SWITZERLAND — The Quadripartite, a group made up of experts from the United Nations body has launched a new platform to tackle the antimicrobial resistance (AMR) threat to human and animal health and ecosystems called the Antimicrobial Resistance Multi-Stakeholder Partnership Platform.
The partnership brings together four UN bodies namely: the World Health Organization (WHO), the Food and Agriculture Organization of the United Nations (FAO), the UN Environment Program (UNEP), and the World Organization for Animal Health (WOAH).
The platform will take a One Health approach to confronting the challenges of bacterial AMR, which causes 1.3 million deaths worldwide each year, and AMR in livestock and other animals, on which 1.3 billion people rely on for income, especially in low- and middle-income countries.

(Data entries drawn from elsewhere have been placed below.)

PR #257, opened 2019-01-14
Allow unsetting SOURCE_DATE_EPOCH and other env vars

alexlarsson:
As per https://github.com/flatpak/flatpak-builder/issues/247#issuecomment-453937152, the new SOURCE_DATE_EPOCH support can cause problems for some apps, and we need to be able to disable it.

With this change, QuodLibet build with this change:

```
diff --git a/io.github.quodlibet.QuodLibet.yaml b/io.github.quodlibet.QuodLibet.yaml
index 3252741..147fef6 100644
--- a/io.github.quodlibet.QuodLibet.yaml
+++ b/io.github.quodlibet.QuodLibet.yaml
@@ -118,6 +118,9 @@ modules:
         url: https://gstreamer.freedesktop.org/src/gst-plugins-bad/gst-plugins-bad-1.14.4.tar.xz
         sha256: 910b4e0e2e897e8b6d06767af1779d70057c309f67292f485ff988d087aa0de5
   - name: quodlibet
+    build-options:
+      env:
+        SOURCE_DATE_EPOCH: null
     buildsystem: simple
     subdir: quodlibet
     build-commands:
```

### DIFF
--- a/doc/flatpak-manifest.xml
+++ b/doc/flatpak-manifest.xml
@@ -340,7 +340,7 @@
                 </varlistentry>
                 <varlistentry>
                     <term><option>env</option> (object)</term>
-                    <listitem><para>This is a dictionary defining environment variables to be set during the build. Elements in this override the properties that set the environment, like cflags and ldflags.</para></listitem>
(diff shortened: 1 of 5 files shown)


alexlarsson:
@rh-atomic-bot r+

If no action is taken, that number could soar dramatically, bringing higher public health costs and pushing more people into poverty, especially in low-income countries, underscoring the need for the Platform to mobilize further coordinated efforts.
But overuse and misuse have reduced their efficacy, with more pathogens developing the ability to survive the antimicrobials designed to eliminate them.
AMR occurs when bacteria, viruses, fungi, and parasites no longer respond to antimicrobial agents. As a result of drug resistance, antibiotics and other antimicrobial agents become ineffective and infections become difficult or impossible to treat, increasing the risk of disease spread, severe illness, and death.
The spread of resistant strains of pathogens inexorably affects their livelihoods, as it increases animal suffering and losses.
Applications to crops, as well as improper disposal of unused and expired drugs and waste from industries and communities can lead to pollution of soils and streams that spread the trigger for unwanted microorganisms to develop resistance to tools meant to contain and eliminate them.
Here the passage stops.